Extracted data:

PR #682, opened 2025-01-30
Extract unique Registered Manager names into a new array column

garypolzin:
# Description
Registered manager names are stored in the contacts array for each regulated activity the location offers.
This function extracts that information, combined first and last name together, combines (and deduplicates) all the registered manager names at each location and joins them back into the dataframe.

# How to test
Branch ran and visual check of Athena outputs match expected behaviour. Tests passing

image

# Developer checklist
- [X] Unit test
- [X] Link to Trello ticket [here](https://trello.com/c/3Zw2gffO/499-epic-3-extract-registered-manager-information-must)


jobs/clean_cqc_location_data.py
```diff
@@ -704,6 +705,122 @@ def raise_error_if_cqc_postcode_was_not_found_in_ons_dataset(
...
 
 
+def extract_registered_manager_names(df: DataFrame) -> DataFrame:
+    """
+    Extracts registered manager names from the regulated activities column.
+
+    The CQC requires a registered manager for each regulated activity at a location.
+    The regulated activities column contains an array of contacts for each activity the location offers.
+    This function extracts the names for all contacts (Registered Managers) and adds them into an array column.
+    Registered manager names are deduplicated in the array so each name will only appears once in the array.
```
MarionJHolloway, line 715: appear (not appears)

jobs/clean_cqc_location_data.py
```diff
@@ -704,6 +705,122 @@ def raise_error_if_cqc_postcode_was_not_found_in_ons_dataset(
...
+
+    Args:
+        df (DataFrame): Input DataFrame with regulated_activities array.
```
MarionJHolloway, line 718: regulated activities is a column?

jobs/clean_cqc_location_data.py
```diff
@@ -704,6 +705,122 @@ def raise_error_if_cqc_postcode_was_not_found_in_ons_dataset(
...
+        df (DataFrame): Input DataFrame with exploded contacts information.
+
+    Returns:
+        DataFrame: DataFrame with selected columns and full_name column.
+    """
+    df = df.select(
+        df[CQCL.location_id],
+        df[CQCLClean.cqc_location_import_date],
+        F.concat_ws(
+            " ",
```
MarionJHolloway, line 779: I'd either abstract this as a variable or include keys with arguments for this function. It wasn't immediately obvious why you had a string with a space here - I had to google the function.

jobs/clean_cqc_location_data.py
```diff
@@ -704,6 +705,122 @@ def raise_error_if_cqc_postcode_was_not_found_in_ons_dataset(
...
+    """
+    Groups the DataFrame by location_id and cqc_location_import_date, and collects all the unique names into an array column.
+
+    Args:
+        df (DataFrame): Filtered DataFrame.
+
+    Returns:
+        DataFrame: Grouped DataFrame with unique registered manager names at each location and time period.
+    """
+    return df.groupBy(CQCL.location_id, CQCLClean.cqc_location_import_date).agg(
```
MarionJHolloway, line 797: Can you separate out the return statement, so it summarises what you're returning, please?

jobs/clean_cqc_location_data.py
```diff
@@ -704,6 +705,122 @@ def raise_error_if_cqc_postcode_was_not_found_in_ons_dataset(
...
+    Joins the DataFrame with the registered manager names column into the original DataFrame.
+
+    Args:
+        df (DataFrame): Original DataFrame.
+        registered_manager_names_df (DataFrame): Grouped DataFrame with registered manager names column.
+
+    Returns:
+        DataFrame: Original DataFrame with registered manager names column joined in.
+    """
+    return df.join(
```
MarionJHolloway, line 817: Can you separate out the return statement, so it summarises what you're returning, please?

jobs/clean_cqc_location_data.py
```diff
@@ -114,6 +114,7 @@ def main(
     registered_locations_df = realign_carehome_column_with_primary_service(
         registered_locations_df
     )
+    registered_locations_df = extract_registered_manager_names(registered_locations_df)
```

What is being asked: Among the lines of the listing above, which ones hold "information"? Copy them.

Completed exercise:
This function extracts that information, combined first and last name together, combines (and deduplicates) all the registered manager names at each location and joins them back into the dataframe.
- [X] Link to Trello ticket [here](https://trello.com/c/3Zw2gffO/499-epic-3-extract-registered-manager-information-must)
+        df (DataFrame): Input DataFrame with exploded contacts information.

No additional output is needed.